■ **TASK MATERIAL**

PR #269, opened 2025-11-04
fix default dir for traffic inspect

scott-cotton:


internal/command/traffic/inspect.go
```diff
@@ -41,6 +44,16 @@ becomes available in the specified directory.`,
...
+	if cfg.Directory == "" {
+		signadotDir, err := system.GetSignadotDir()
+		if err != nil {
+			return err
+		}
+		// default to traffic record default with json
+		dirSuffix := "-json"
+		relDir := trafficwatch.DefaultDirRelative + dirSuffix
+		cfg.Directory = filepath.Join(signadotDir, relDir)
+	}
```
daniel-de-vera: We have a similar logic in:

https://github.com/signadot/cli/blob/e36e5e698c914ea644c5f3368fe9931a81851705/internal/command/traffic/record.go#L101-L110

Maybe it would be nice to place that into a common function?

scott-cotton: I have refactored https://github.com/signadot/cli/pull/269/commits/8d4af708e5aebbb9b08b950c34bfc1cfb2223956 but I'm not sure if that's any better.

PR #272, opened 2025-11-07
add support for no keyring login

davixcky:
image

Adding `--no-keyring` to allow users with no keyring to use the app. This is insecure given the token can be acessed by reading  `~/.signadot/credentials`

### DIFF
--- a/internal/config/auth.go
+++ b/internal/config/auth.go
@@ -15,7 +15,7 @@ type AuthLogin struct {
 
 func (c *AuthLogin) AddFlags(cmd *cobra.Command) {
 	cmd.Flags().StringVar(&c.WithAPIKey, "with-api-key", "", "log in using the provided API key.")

■ **WHAT THE TASK REQUIRES**
Lines from the one with "daniel-de-vera: We have" through the final line of the listing above should be duplicated word for word, and nothing else included.

■ **SOLUTION TO THE PROBLEM**
daniel-de-vera: We have a similar logic in:

https://github.com/signadot/cli/blob/e36e5e698c914ea644c5f3368fe9931a81851705/internal/command/traffic/record.go#L101-L110

Maybe it would be nice to place that into a common function?

scott-cotton: I have refactored https://github.com/signadot/cli/pull/269/commits/8d4af708e5aebbb9b08b950c34bfc1cfb2223956 but I'm not sure if that's any better.

PR #272, opened 2025-11-07
add support for no keyring login

davixcky:
image

Adding `--no-keyring` to allow users with no keyring to use the app. This is insecure given the token can be acessed by reading  `~/.signadot/credentials`

### DIFF
--- a/internal/config/auth.go
+++ b/internal/config/auth.go
@@ -15,7 +15,7 @@ type AuthLogin struct {
 
 func (c *AuthLogin) AddFlags(cmd *cobra.Command) {
 	cmd.Flags().StringVar(&c.WithAPIKey, "with-api-key", "", "log in using the provided API key.")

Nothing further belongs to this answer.